Exercise goal:
All records are to be restated exactly, each line as it reads.

Exercise input:
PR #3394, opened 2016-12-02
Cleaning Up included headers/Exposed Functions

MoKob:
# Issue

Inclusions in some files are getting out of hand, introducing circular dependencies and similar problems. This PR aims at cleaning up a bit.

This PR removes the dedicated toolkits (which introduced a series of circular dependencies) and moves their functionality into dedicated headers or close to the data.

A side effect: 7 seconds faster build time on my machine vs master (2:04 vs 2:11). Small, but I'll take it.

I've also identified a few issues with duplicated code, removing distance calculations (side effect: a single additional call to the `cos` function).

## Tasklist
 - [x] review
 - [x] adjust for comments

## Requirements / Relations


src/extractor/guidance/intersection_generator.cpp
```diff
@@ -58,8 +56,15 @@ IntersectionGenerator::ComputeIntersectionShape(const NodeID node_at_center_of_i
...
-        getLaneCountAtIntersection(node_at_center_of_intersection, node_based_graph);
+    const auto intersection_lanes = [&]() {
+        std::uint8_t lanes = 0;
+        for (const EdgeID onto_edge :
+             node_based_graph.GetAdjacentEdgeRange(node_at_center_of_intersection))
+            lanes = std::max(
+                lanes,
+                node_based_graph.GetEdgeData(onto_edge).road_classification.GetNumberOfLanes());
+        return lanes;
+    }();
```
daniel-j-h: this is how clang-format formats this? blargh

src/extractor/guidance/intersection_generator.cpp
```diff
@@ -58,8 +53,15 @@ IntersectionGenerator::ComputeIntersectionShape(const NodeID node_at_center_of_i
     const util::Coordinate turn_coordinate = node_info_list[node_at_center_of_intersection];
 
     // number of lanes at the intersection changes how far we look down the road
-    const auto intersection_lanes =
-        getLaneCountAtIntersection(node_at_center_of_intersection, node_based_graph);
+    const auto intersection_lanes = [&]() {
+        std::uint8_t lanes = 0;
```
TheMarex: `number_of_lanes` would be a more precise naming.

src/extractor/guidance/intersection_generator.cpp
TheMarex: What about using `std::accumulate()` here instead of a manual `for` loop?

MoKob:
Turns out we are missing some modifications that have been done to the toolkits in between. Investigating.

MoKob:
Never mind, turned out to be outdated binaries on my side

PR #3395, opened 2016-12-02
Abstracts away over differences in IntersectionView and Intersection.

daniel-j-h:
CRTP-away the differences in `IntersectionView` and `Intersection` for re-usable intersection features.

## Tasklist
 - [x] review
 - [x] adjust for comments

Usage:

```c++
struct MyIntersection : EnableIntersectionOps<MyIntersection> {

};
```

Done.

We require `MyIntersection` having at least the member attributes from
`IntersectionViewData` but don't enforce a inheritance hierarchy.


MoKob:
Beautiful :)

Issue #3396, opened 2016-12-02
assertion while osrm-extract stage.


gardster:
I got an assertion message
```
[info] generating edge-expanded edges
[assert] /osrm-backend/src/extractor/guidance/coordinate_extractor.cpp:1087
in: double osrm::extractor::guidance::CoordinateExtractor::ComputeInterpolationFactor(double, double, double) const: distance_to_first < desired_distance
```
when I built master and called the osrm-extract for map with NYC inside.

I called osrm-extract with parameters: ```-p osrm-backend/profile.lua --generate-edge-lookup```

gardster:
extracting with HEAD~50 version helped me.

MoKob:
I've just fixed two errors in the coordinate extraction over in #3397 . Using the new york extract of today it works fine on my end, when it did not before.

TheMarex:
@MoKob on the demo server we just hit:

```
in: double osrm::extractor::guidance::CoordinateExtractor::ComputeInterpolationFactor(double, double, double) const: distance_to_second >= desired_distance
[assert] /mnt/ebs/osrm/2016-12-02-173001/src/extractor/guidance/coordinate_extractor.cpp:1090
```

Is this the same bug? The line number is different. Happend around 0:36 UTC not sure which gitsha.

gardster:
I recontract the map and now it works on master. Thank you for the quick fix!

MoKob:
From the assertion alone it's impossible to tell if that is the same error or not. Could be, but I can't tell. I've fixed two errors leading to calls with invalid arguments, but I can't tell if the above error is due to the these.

Solved exercise:
PR #3394, opened 2016-12-02
Cleaning Up included headers/Exposed Functions

MoKob:
# Issue

Inclusions in some files are getting out of hand, introducing circular dependencies and similar problems. This PR aims at cleaning up a bit.

This PR removes the dedicated toolkits (which introduced a series of circular dependencies) and moves their functionality into dedicated headers or close to the data.

A side effect: 7 seconds faster build time on my machine vs master (2:04 vs 2:11). Small, but I'll take it.

I've also identified a few issues with duplicated code, removing distance calculations (side effect: a single additional call to the `cos` function).

## Tasklist
 - [x] review
 - [x] adjust for comments

## Requirements / Relations


src/extractor/guidance/intersection_generator.cpp
```diff
@@ -58,8 +56,15 @@ IntersectionGenerator::ComputeIntersectionShape(const NodeID node_at_center_of_i
...
-        getLaneCountAtIntersection(node_at_center_of_intersection, node_based_graph);
+    const auto intersection_lanes = [&]() {
+        std::uint8_t lanes = 0;
+        for (const EdgeID onto_edge :
+             node_based_graph.GetAdjacentEdgeRange(node_at_center_of_intersection))
+            lanes = std::max(
+                lanes,
+                node_based_graph.GetEdgeData(onto_edge).road_classification.GetNumberOfLanes());
+        return lanes;
+    }();
```
daniel-j-h: this is how clang-format formats this? blargh

src/extractor/guidance/intersection_generator.cpp
```diff
@@ -58,8 +53,15 @@ IntersectionGenerator::ComputeIntersectionShape(const NodeID node_at_center_of_i
     const util::Coordinate turn_coordinate = node_info_list[node_at_center_of_intersection];
 
     // number of lanes at the intersection changes how far we look down the road
-    const auto intersection_lanes =
-        getLaneCountAtIntersection(node_at_center_of_intersection, node_based_graph);
+    const auto intersection_lanes = [&]() {
+        std::uint8_t lanes = 0;
```
TheMarex: `number_of_lanes` would be a more precise naming.

src/extractor/guidance/intersection_generator.cpp
TheMarex: What about using `std::accumulate()` here instead of a manual `for` loop?

MoKob:
Turns out we are missing some modifications that have been done to the toolkits in between. Investigating.

MoKob:
Never mind, turned out to be outdated binaries on my side

PR #3395, opened 2016-12-02
Abstracts away over differences in IntersectionView and Intersection.

daniel-j-h:
CRTP-away the differences in `IntersectionView` and `Intersection` for re-usable intersection features.

## Tasklist
 - [x] review
 - [x] adjust for comments

Usage:

```c++
struct MyIntersection : EnableIntersectionOps<MyIntersection> {

};
```

Done.

We require `MyIntersection` having at least the member attributes from
`IntersectionViewData` but don't enforce a inheritance hierarchy.


MoKob:
Beautiful :)

Issue #3396, opened 2016-12-02
assertion while osrm-extract stage.


gardster:
I got an assertion message
```
[info] generating edge-expanded edges
[assert] /osrm-backend/src/extractor/guidance/coordinate_extractor.cpp:1087
in: double osrm::extractor::guidance::CoordinateExtractor::ComputeInterpolationFactor(double, double, double) const: distance_to_first < desired_distance
```
when I built master and called the osrm-extract for map with NYC inside.

I called osrm-extract with parameters: ```-p osrm-backend/profile.lua --generate-edge-lookup```

gardster:
extracting with HEAD~50 version helped me.

MoKob:
I've just fixed two errors in the coordinate extraction over in #3397 . Using the new york extract of today it works fine on my end, when it did not before.

TheMarex:
@MoKob on the demo server we just hit:

```
in: double osrm::extractor::guidance::CoordinateExtractor::ComputeInterpolationFactor(double, double, double) const: distance_to_second >= desired_distance
[assert] /mnt/ebs/osrm/2016-12-02-173001/src/extractor/guidance/coordinate_extractor.cpp:1090
```

Is this the same bug? The line number is different. Happend around 0:36 UTC not sure which gitsha.

gardster:
I recontract the map and now it works on master. Thank you for the quick fix!

MoKob:
From the assertion alone it's impossible to tell if that is the same error or not. Could be, but I can't tell. I've fixed two errors leading to calls with invalid arguments, but I can't tell if the above error is due to the these.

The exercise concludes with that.